*What you will do*
Among the entries below, find each line holding "order" and return it.

■ ■ ■ ■ ■

PR #16, opened 2023-01-06
port scalarmath tests

ev-br:
Make minimal modifications to dtype/scalar type machinery to get scalar math tests run. Lots of xfails/test skips for now, but I think this is more or less it for dtypes. This PR is against the gh-12 branch, these two PRs are a single "stack", as it were.

Next up is ufuncs, esp those which are also ndarray methods.

### DIFF
--- a/torch_np/_ndarray.py
+++ b/torch_np/_ndarray.py
@@ -81,6 +81,18 @@ class ndarray:
     def T(self):
         return self.transpose()
 
+    @property
+    def real(self):
+        return asarray(self._tensor.real)
+
+    @property
+    def imag(self):
+        try:
+            return asarray(self._tensor.imag)
+        except RuntimeError:
+            zeros = torch.zeros_like(self._tensor)
+            return ndarray._from_tensor_and_base(zeros, None)
+
     # ctors
     def astype(self, dtype):
         newt = ndarray()
@@ -102,6 +114,13 @@ class ndarray:
 
     ### comparisons ###
     def __eq__(self, other):
+        try:
+            t_other = asarray(other).get
+        except RuntimeError:
+            # Failed to convert other to array: definitely not equal.
+            # TODO: generalize, delegate to ufuncs
+            falsy = torch.full(self.shape, fill_value=False, dtype=bool)
+            return asarray(falsy)
         return asarray(self._tensor == asarray(other).get())
 
     def __neq__(self, other):
@@ -118,7 +137,6 @@ class ndarray:
 
     def __le__(self, other):
         return asarray(self._tensor <= asarray(other).get())
-
 
     def __bool__(self):
         try:
@@ -167,7 +185,10 @@ class ndarray:
 
     def __sub__(self, other):
         other_tensor = asarray(other).get()
-        return asarray(self._tensor.__sub__(other_tensor))
+        try:
+            return asarray(self._tensor.__sub__(other_tensor))
+        except RuntimeError as e:
+            raise TypeError(e.args)
 
     def __mul__(self, other):
         other_tensor = asarray(other).get()
@@ -177,9 +198,29 @@ class ndarray:
         other_tensor = asarray(other).get()
         return asarray(self._tensor.__rmul__(other_tensor))
 
+    def __floordiv__(self, other):
+        other_tensor = asarray(other).get()
+        return asarray(self._tensor.__floordiv__(other_tensor))
+
+    def __ifloordiv__(self, other):
+        other_tensor = asarray(other).get()
+        return asarray(self._tensor.__ifloordiv__(other_tensor))
+
     def __truediv__(self, other):
         other_tensor = asarray(other).get()
         return asarray(self._tensor.__truediv__(other_tensor))
+
+    def __itruediv__(self, other):
+        other_tensor = asarray(other).get()
+        return asarray(self._tensor.__itruediv__(other_tensor))
+
+    def __mod__(self, other):
+        other_tensor = asarray(other).get()
+        return asarray(self._tensor.__mod__(other_tensor))
+
+    def __imod__(self, other):
+        other_tensor = asarray(other).get()
+        return asarray(self._tensor.__imod__(other_tensor))
 
     def __or__(self, other):
         other_tensor = asarray(other).get()
@@ -189,9 +230,21 @@ class ndarray:
         other_tensor = asarray(other).get()
         return asarray(self._tensor.__ior__(other_tensor))
 
-
     def __invert__(self):
         return asarray(self._tensor.__invert__())
+
+    def __abs__(self):
+        return asarray(self._tensor.__abs__())
+
+    def __neg__(self):
+        try:
+            return asarray(self._tensor.__neg__())
+        except RuntimeError as e:
+            raise TypeError(e.args)
+
+    def __pow__(self, exponent):
+        exponent_tensor = asarray(exponent).get()
+        return asarray(self._tensor.__pow__(exponent_tensor))
 
     ### methods to match namespace functions
 
--- a/torch_np/_ndarray.py
+++ b/torch_np/_ndarray.py
@@ -159,6 +159,9 @@ class ndarray:
     def __float__(self):
         return float(self._tensor)
 
+    def __int__(self):
+        return int(self._tensor)
+
     # XXX : are single-element ndarrays scalars?
     def is_integer(self):
         if self.shape == ():
@@ -354,7 +357,7 @@ class ndarray:
 
         if dtype is None:
             dtype = self.dtype
-        if not _dtypes.is_floating(dtype):
+        if _dtypes.is_integer(dtype):
             dtype = _dtypes.default_float_type()
         torch_dtype = _dtypes.torch_dtype_from(dtype)
 
@@ -374,7 +377,7 @@ class ndarray:
 
         if dtype is None:
             dtype = self.dtype
-        if not _dtypes.is_floating(dtype):
+        if _dtypes.is_integer(dtype):
             dtype = _dtypes.default_float_type()
         torch_dtype = _dtypes.torch_dtype_from(dtype)
 
@@ -396,36 +399,8 @@ class ndarray:
         return self._tensor.__setitem__(index, value)
 
 
-def asarray(a, dtype=None, order=None, *, like=None):
-    _util.subok_not_ok(like)
-    if order is not None:
-        raise NotImplementedError
-
-    if isinstance(a, ndarray):
-        if dtype is not None and dtype != a.dtype:
-            a = a.astype(dtype)
-        return a
-
-    if isinstance(a, (list, tuple)):
-        # handle lists of ndarrays, [1, [2, 3], ndarray(4)] etc
-        a1 = []
-        for elem in a:
-            if isinstance(elem, ndarray):
-                a1.append(elem.get().tolist())
-            else:
-                a1.append(elem)
-    else:
-        a1 = a
-
-    torch_dtype = _dtypes.torch_dtype_from(dtype)
-
-    # This and array(...) are the only places which talk to ndarray directly.
-    # The rest goes through asarray (preferred) or array.
-    out = ndarray()
-    tt = torch.as_tensor(a1, dtype=torch_dtype)
-    out._tensor = tt
-    return out
-
+# This is the ideally the only place which talks to ndarray directly.
+# The rest goes through asarray (preferred) or array.
 
 def array(object, dtype=None, *, copy=True, order='K', subok=False, ndmin=0,
           like=None):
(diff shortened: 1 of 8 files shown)


torch_np/_ndarray.py
```diff
@@ -81,6 +81,18 @@ def base(self):
...
+    def real(self):
+        return asarray(self._tensor.real)
+
+    @property
+    def imag(self):
+        try:
+            return asarray(self._tensor.imag)
+        except RuntimeError:
+            zeros = torch.zeros_like(self._tensor)
+            return ndarray._from_tensor_and_base(zeros, None)
```
lezcano, line 94: Why not simply `return asarray(zeros)`?

torch_np/_ndarray.py
```diff
@@ -102,6 +114,13 @@ def __str__(self):
 
     ### comparisons ###
     def __eq__(self, other):
+        try:
+            t_other = asarray(other).get
+        except RuntimeError:
+            # Failed to convert other to array: definitely not equal.
+            # TODO: generalize, delegate to ufuncs
+            falsy = torch.full(self.shape, fill_value=False, dtype=bool)
+            return asarray(falsy)
```
lezcano, line 123: I don't think this is correct
```python
>>> np.ndarray([5]) == [3, 4, 5]
<stdin>:1: DeprecationWarning: elementwise comparison failed; this will raise an error in the future.
False
```

torch_np/_ndarray.py
```diff
@@ -167,7 +188,10 @@ def __iadd__(self, other):
 
     def __sub__(self, other):
         other_tensor = asarray(other).get()
-        return asarray(self._tensor.__sub__(other_tensor))
+        try:
+            return asarray(self._tensor.__sub__(other_tensor))
+        except RuntimeError as e:
+            raise TypeError(e.args)
```
lezcano, line 194: Why here and not everywhere else?

torch_np/_ndarray.py
```diff
@@ -189,10 +233,22 @@ def __ior__(self, other):
...
         return asarray(self._tensor.__invert__())
 
+    def __abs__(self):
+        return asarray(self._tensor.__abs__())
+
+    def __neg__(self):
+        try:
+            return asarray(self._tensor.__neg__())
+        except RuntimeError as e:
+            raise TypeError(e.args)
```
lezcano, line 246: Same as above...

torch_np/_ndarray.py
```diff
@@ -343,67 +399,80 @@ def __setitem__(self, index, value):
         return self._tensor.__setitem__(index, value)
 
 
-def asarray(a, dtype=None, order=None, *, like=None):
-    _util.subok_not_ok(like)
-    if order is not None:
+# This is the ideally the only place which talks to ndarray directly.
+# The rest goes through asarray (preferred) or array.
+
+def array(object, dtype=None, *, copy=True, order='K', subok=False, ndmin=0,
```
lezcano, line 405: nit. `object` is a builtin class in Python, perhaps use a different name?

torch_np/_ndarray.py
```diff
@@ -343,67 +399,80 @@ def __setitem__(self, index, value):
...
+          like=None):
+    _util.subok_not_ok(like, subok)
+    if order != 'K':
```
lezcano, line 408: refactor into a `_util` function?

torch_np/_ndarray.py
```diff
@@ -343,67 +399,80 @@ def __setitem__(self, index, value):
...
-    tt = torch.as_tensor(a1, dtype=torch_dtype)
-    out._tensor = tt
-    return out
+        # int(torch.as_tensor(1e12)) - 1e12 equals -4096 (try it!)
 
+        # Therefore, we treat `tensor.dtype` as a hint, and convert the
+        # original object *again*, this time with an explicit dtype.
+        dtyp = _dtypes.dtype_from_torch(tensor.dtype)
+        default = _dtypes.get_default_dtype_for(dtyp)
+        torch_dtype = _dtypes.torch_dtype_from(default)
```
lezcano, line 448: we may want to overload `get_default_dtype_for` to also accept PyTorch dtypes to simplify this code.

lezcano: Also, I get the feeling that if PyTorch defaults are the same as those in NumPy (via `set_default...`) simply doing `as_tensor` should do the trick. Is this possible?
Otherwise, as you mention above, we should make sure we just call `as_tensor`  from here, as otherwise we'll inadvertently get incorrect results.

torch_np/_ndarray.py
```diff
@@ -343,67 +399,80 @@ def __setitem__(self, index, value):
...
-        if dtype != object.dtype:
-            torch_dtype = _dtypes.torch_dtype_from(dtype)
-            result = result.to(torch_dtype)
-    else:
+    # type cast if requested
+    if dtype is not None:
         torch_dtype = _dtypes.torch_dtype_from(dtype)
-        result = torch.as_tensor(object, dtype=torch_dtype)
+        tensor = tensor.to(torch_dtype)
+        base = None
```
lezcano, line 456: Note. This is alright because casting functions will be fused with creation functions, but in PyTorch eager would be better to simply use this dtype in the `as_tensor`s calls above.

torch_np/tests/numpy_tests/core/test_scalarmath.py
```diff
@@ -302,7 +306,7 @@ def test_float_modulus_exact(self):
     def test_float_modulus_roundoff(self):
         # gh-6127
         dt = np.typecodes['Float']
-        for op in [floordiv_and_mod, divmod]:
+        for op in [floordiv_and_mod]:  # TODO divmod is not implemented
```
lezcano, line 309: assert it below so that it starts failing when we implement it or simply xfail it as the previous test.

torch_np/tests/numpy_tests/core/test_scalarmath.py
```diff
@@ -352,18 +357,10 @@ def test_float_modulus_corner_cases(self):
                     div, mod = op(fone, fzer)
                     assert_(np.isinf(div)) and assert_(np.isnan(mod))
 
-    def test_inplace_floordiv_handling(self):
```
lezcano, line 355: why removed?

torch_np/tests/numpy_tests/core/test_scalarmath.py
```diff
@@ -352,18 +357,10 @@ def test_float_modulus_corner_cases(self):
...
-        a = np.array([1, 2], np.int64)
-        b = np.array([1, 2], np.uint64)
-        with pytest.raises(TypeError,
-                match=r"Cannot cast ufunc 'floor_divide' output from"):
-            a //= b
-
 
 class TestComplexDivision:
+
+    @pytest.mark.xfail(reason='With pytorch, 1/(0+0j) is nan + nan*j, not inf + nan*j')
```
lezcano, line 363: probably simply skip. These are the sort of incongruences we should be alright with having.

torch_np/tests/numpy_tests/core/test_scalarmath.py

■ ■ ■ ■ ■

*Exercise answer*
-def asarray(a, dtype=None, order=None, *, like=None):
-    if order is not None:
 def array(object, dtype=None, *, copy=True, order='K', subok=False, ndmin=0,
-def asarray(a, dtype=None, order=None, *, like=None):
-    if order is not None:
+def array(object, dtype=None, *, copy=True, order='K', subok=False, ndmin=0,
+    if order != 'K':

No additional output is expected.